Low-frequency genetic variants in cancer genome datasets are often simply artifacts of DNA damage introduced by routine sample preparation, not tumor-driving mutations. A new algorithm found that around three quarters of all the samples in The Cancer Genome Atlas contain large numbers of these sequencing errors.

Many low-frequency somatic variants included in The Cancer Genome Atlas (TCGA) may actually be sequencing errors, not necessarily rare driver mutations, as often suspected. Rather, they could be artifacts of DNA damage introduced by routine sample preparation, according to a recent study (Science 2017;355:752–6).

“This is a very timely paper,” says Trevor Pugh, PhD, a cancer geneticist at Princess Margaret Cancer Centre in Toronto, Canada, who was not involved in the new study. “Today, we're sequencing much, much more deeply than we used to, so we're going to start confounding mutations like these oxidative-damage mutations with real tumor-driving variants.”

Archived samples are known to be riddled with mutagenic changes that could be confused for tumor-driving mutations, but fresh tumor samples were thought to be mostly fine. Then in 2013, a team from the Broad Institute, which included Pugh, was sequencing tumors from children with neuroblastoma and found hundreds to thousands of mutations when they expected just 10 to 20. The researchers discovered that the acoustic energy used to shear DNA extracted from tumor tissue was frequently turning guanine into 8-oxoguanine, a nucleotide that the sequencing machine read as a thymine (Nucleic Acids Res 2013;41:e67). These G-to-T transversions were not tumor-causing mutations but artifacts of the sonication process.

Laurence Ettwiller, PhD, and her colleagues from New England Biolabs (NEB), a molecular biology reagents company in Ipswich, MA, have now extended those findings and quantified the prevalence of such erroneous variants in two widely used sequencing datasets: the 1000 Genomes Project and TCGA. The researchers compared the reads of the two complementary strands from each sequencing run to detect aberrant transversions introduced by DNA damage and scored the degree of mismatching in a metric dubbed the Global Imbalance Value (GIV).
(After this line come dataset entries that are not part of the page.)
PR #3156, opened 2020-01-31
Dump all switches to return visible switches

timofei-durakov:
switches should be available for dump only after
a handshake

### DIFF
--- a/services/src/floodlight-service/floodlight-modules/src/main/java/org/openkilda/floodlight/switchmanager/SwitchManager.java
+++ b/services/src/floodlight-service/floodlight-modules/src/main/java/org/openkilda/floodlight/switchmanager/SwitchManager.java
@@ -978,8 +978,11 @@ public class SwitchManager implements IFloodlightModule, IFloodlightService, ISw
     }
 
     @Override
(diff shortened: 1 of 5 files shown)


services/src/floodlight-service/floodlight-modules/src/main/java/org/openkilda/floodlight/switchmanager/SwitchManager.java
```diff
@@ -978,8 +978,11 @@ public void modifyMeterForFlow(DatapathId dpid, long meterId, long bandwidth)
     }
 
     @Override
-    public Map<DatapathId, IOFSwitch> getAllSwitchMap() {
-        return ofSwitchService.getAllSwitchMap();
+    public Map<DatapathId, IOFSwitch> getAllSwitchMap(boolean visible) {
```
surabujin: Do we need anywhere "not ready to be used switches"? I mean when we need to set/use "false" for visible argument?

timofei-durakov: underlying fl logic uses it however doesn't expose, I decided to provide the flag as well.
Use case: don't know, might be something in future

Based upon the GIV, Ettwiller's team found that 41% of the datasets in the 1000 Genomes Project contained damaged samples. In TCGA, 73% of the 1,800 sequenced tumor and healthy matched samples revealed damage so extensive that at least half of all the G-to-T variants were not true mutations. Other nucleotide imbalances such as C-to-T occurred at lower but still appreciable frequencies.

According to Pugh, analytic tools like MuTect and VarScan can correct the problem, although not perfectly. To eliminate the false variants, the NEB researchers used a mix of enzymes that repaired the DNA damage before sequencing. “But,” says Ettwiller, “we don't know whether or not this cocktail of enzymes will actually work on the TGCA dataset,” because of differences in experimental setup.

NEB markets the DNA-repair mix used in the study, so the authors have an inherent financial conflict, yet that doesn't bother Alexander Dobrovic, PhD, a molecular geneticist from the Olivia Newton-John Cancer Research Institute in Melbourne, Australia. “They clearly have a product to sell, but it's a useful product,” he says. “We'll be using that ourselves.”

Another workaround: molecular barcoding, which involves adding unique tags to each stretch of DNA so that errors introduced during library construction can be detected among duplicate sequences and remedied computationally. “I like molecular barcoding because you're able to directly measure the type and degree of DNA damage,” Pugh says. “You're reading out exactly what you have in the tube and then correcting for it.”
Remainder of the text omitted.